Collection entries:
========

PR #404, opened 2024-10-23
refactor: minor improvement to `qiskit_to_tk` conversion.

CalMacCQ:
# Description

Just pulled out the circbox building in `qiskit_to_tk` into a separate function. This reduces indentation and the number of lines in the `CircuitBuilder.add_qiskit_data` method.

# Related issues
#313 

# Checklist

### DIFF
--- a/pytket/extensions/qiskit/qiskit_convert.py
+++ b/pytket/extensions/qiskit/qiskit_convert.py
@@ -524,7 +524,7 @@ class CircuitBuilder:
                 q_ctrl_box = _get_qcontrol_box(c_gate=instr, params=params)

========

Set down exactly the lines from the one that contains "--- a/pytket/extensions/qiskit/qiskit_convert.py" to the final line above, both included, and nothing more.

Solution for this task:
--- a/pytket/extensions/qiskit/qiskit_convert.py
+++ b/pytket/extensions/qiskit/qiskit_convert.py
@@ -524,7 +524,7 @@ class CircuitBuilder:
                 q_ctrl_box = _get_qcontrol_box(c_gate=instr, params=params)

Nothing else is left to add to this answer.